(Records contained in a dataset)
------------------------------------
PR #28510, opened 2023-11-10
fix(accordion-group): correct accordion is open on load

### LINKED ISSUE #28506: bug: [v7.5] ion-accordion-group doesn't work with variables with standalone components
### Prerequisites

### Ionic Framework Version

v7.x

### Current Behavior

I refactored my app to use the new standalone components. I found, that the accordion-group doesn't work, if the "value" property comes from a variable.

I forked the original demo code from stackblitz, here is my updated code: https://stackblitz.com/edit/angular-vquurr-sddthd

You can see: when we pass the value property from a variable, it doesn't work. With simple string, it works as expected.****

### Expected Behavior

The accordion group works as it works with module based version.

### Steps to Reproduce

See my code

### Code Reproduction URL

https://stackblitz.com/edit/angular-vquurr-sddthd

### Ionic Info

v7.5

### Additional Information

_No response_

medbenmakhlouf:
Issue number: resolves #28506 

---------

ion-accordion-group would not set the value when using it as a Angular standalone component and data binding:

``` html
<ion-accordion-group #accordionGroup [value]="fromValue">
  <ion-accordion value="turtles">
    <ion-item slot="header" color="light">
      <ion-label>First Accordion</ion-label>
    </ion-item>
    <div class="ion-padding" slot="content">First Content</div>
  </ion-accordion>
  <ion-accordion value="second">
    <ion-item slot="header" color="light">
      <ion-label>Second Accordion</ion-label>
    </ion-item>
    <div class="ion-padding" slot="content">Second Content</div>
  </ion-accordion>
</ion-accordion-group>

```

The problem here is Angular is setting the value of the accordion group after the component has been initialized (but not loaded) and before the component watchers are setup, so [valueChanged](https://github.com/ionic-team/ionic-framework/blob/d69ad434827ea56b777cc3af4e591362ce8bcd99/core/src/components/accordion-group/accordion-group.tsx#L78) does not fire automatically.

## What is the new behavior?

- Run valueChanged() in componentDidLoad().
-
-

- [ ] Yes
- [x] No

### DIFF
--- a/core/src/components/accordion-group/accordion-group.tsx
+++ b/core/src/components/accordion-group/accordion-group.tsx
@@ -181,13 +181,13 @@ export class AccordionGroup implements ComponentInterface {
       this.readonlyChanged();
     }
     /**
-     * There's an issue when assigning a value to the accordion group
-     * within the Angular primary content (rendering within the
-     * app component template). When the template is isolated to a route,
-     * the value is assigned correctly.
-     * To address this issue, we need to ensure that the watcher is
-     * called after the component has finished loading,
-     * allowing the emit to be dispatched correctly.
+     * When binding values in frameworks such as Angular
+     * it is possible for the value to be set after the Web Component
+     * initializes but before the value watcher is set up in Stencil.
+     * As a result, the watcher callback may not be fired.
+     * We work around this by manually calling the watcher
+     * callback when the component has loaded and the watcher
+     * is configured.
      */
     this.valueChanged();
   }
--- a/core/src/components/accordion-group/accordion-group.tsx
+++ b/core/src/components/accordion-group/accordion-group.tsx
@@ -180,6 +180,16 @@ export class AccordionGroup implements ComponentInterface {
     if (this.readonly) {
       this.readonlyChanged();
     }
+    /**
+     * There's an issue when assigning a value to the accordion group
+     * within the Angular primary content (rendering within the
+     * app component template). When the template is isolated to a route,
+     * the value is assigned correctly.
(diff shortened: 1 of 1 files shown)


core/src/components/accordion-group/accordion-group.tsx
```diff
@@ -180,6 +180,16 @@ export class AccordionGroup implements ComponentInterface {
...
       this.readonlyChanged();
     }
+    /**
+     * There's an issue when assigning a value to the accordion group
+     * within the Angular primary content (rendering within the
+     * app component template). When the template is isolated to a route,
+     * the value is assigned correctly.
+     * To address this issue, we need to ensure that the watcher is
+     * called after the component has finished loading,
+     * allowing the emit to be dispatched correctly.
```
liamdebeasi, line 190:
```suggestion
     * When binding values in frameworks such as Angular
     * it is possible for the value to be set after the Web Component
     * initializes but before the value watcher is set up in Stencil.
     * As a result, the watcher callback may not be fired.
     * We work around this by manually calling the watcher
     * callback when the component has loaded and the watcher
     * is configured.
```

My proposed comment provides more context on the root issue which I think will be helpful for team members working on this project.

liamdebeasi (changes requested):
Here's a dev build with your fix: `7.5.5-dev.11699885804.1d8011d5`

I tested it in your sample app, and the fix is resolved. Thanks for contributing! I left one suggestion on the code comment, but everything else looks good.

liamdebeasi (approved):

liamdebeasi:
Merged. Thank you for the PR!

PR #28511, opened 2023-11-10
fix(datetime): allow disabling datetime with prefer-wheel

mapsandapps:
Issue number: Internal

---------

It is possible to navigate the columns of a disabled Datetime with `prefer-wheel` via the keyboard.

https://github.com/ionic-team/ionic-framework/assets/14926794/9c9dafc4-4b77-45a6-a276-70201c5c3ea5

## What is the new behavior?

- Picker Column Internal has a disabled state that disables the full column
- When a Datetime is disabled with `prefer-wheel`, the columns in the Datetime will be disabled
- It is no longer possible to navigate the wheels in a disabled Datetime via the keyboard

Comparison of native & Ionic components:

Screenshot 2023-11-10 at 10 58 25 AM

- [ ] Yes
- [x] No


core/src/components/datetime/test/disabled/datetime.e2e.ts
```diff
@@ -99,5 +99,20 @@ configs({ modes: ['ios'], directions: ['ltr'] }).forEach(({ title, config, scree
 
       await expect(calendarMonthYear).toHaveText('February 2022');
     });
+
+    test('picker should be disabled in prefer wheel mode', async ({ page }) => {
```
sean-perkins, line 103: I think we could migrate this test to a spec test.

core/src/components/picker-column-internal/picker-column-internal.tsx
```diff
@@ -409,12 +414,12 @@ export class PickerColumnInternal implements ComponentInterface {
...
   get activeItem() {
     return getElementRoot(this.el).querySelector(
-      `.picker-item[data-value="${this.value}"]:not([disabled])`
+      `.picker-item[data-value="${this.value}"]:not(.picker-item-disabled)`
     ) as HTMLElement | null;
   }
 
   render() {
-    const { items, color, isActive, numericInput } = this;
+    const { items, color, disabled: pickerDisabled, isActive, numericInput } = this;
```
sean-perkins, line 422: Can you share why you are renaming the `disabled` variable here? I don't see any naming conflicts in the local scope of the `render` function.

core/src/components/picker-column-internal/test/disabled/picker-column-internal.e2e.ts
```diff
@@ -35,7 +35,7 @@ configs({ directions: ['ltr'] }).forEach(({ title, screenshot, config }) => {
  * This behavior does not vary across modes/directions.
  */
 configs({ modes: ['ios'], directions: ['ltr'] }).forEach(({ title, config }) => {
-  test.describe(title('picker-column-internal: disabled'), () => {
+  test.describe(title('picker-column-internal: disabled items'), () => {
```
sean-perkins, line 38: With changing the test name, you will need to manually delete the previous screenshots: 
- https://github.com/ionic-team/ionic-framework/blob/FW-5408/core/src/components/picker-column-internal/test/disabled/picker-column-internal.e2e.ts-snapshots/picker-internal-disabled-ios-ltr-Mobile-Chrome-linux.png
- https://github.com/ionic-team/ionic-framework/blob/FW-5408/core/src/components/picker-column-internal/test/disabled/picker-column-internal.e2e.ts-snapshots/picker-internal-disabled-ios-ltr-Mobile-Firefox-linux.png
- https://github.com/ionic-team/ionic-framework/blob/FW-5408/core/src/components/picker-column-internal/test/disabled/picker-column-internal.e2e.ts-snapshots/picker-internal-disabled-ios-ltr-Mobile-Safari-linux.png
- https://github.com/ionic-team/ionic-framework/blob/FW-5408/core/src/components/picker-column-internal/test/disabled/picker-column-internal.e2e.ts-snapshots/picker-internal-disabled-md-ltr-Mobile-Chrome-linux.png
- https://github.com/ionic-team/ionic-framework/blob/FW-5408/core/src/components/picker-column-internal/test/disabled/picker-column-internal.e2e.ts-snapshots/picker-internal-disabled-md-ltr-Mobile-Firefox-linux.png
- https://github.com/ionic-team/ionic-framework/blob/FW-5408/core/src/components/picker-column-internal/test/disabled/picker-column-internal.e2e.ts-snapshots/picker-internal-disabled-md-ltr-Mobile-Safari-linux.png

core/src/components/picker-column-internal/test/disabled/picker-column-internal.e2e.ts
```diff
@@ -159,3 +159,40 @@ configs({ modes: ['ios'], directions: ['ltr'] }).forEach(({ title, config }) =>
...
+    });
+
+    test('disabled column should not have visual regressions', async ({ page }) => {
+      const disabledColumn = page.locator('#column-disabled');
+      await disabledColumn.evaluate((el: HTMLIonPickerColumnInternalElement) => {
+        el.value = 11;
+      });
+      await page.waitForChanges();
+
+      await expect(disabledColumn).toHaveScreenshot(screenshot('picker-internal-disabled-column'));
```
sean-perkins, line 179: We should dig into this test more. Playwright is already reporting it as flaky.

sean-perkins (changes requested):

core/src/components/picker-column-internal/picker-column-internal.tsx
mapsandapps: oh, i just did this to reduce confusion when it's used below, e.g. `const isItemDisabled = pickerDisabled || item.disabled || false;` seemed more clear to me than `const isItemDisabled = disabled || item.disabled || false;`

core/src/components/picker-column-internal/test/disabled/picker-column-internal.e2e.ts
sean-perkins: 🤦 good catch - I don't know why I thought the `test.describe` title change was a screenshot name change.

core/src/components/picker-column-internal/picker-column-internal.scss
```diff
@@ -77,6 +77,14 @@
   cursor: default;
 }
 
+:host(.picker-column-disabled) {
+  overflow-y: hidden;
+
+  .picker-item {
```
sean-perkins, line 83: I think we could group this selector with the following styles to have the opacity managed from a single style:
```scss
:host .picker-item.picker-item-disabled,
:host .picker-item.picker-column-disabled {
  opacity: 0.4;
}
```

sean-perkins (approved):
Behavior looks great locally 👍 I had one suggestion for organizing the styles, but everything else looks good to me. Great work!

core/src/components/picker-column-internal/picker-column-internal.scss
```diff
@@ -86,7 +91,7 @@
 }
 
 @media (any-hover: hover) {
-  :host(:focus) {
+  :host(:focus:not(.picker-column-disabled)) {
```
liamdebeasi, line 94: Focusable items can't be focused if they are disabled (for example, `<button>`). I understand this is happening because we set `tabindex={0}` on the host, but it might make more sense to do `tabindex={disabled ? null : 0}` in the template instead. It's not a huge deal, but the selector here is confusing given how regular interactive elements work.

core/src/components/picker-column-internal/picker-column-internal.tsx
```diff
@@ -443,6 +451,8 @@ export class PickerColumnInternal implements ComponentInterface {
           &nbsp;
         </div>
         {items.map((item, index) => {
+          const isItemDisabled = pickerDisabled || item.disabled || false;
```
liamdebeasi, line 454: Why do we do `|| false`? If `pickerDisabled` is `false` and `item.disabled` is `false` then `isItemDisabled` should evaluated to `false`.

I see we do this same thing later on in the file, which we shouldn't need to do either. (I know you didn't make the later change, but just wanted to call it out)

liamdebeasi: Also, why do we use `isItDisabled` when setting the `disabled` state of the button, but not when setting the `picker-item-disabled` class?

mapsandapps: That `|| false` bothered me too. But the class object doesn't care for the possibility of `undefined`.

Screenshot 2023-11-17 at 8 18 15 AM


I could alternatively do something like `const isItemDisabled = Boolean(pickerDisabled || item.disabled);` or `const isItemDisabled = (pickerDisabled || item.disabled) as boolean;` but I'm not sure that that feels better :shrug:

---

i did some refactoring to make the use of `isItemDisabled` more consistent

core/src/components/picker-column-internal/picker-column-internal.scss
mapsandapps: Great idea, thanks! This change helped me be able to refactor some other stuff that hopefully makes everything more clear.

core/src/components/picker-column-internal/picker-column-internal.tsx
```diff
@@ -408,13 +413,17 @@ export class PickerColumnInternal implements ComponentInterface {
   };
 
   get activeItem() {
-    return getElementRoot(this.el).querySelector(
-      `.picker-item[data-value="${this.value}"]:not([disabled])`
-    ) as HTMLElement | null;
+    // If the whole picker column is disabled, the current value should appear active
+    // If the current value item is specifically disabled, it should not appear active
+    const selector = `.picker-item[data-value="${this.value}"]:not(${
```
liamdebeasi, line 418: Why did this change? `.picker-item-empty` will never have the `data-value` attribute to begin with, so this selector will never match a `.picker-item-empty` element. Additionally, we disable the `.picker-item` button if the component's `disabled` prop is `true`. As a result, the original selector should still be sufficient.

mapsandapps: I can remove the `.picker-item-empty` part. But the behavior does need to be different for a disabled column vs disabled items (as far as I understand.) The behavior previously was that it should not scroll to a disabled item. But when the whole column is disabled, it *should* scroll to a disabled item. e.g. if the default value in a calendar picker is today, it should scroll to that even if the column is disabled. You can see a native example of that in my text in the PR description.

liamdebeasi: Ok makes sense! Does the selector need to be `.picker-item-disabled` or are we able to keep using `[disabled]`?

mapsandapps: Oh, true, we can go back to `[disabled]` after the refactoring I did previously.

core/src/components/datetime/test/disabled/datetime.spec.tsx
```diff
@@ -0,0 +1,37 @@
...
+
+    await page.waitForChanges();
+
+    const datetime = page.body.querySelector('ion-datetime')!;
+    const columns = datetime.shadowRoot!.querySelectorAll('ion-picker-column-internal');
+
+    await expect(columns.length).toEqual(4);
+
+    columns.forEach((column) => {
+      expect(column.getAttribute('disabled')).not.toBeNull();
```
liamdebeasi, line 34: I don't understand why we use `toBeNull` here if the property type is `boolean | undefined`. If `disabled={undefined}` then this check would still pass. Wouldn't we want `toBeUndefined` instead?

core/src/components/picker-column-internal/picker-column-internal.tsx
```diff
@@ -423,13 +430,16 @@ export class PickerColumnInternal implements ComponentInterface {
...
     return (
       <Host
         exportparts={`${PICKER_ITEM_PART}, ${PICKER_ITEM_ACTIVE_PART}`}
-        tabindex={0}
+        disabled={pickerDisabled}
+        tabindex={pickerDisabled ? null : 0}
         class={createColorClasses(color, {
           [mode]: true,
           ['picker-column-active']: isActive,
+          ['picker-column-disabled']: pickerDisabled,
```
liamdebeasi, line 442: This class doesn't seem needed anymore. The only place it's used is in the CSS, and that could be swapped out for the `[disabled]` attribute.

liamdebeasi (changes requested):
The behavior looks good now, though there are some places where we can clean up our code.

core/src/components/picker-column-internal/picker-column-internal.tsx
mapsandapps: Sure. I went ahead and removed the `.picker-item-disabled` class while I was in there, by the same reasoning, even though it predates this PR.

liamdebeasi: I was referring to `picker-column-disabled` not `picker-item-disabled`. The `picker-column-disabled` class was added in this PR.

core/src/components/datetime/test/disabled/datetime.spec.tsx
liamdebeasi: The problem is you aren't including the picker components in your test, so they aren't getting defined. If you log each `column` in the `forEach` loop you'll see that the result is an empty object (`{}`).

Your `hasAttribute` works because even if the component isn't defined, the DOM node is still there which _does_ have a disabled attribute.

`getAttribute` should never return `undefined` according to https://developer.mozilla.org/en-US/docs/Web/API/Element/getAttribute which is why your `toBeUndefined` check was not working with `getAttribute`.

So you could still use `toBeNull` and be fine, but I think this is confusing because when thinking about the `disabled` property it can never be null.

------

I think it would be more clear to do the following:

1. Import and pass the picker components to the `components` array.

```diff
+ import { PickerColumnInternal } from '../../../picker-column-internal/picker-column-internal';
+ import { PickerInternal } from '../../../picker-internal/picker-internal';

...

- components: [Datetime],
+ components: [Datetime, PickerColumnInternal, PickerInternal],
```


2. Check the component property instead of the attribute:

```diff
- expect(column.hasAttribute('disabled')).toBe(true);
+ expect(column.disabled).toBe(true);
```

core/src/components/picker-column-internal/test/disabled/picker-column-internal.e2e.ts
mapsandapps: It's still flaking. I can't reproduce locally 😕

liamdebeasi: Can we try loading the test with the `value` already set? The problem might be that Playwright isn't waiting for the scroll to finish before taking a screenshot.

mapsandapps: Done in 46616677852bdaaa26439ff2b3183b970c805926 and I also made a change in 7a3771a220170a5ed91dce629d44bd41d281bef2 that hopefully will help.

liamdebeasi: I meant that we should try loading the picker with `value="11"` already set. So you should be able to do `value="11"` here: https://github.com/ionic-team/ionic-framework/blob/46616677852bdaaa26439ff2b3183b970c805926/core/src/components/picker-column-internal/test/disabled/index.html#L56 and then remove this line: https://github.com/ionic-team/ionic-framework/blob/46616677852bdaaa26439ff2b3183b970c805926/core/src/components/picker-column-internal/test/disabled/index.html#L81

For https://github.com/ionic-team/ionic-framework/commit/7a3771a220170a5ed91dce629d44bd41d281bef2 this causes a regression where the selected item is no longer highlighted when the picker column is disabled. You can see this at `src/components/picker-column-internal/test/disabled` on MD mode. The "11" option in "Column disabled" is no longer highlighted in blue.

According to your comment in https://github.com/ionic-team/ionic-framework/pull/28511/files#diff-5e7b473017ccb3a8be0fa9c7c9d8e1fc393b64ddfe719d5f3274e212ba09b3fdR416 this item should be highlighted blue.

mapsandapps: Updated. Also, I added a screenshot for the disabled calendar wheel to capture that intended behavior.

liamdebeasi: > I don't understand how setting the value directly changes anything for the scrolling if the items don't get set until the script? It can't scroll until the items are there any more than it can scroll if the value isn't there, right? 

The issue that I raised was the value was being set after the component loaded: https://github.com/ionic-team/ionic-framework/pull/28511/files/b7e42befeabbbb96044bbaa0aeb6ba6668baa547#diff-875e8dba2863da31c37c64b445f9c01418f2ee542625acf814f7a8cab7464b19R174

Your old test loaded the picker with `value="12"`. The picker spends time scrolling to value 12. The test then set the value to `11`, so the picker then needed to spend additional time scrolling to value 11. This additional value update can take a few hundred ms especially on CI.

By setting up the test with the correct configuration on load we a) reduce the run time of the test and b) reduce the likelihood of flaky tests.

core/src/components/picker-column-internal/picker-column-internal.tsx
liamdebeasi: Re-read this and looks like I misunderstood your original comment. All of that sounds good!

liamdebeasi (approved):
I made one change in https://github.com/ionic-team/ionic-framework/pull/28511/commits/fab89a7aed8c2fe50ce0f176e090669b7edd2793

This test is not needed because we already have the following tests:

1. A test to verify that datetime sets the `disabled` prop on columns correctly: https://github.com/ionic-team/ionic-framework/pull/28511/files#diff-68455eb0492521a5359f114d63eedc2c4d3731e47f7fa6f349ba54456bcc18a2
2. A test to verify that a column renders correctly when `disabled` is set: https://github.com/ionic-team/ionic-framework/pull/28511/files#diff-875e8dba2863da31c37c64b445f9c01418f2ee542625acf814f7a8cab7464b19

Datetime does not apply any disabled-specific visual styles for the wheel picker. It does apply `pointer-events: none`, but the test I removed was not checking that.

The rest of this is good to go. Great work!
------------------------------------
§ **EXERCISE BRIEF**: Every line above with the string "called" in it needs to be copied.

§ **SOLUTION TO THE EXERCISE**:
-     * called after the component has finished loading,
+     * called after the component has finished loading,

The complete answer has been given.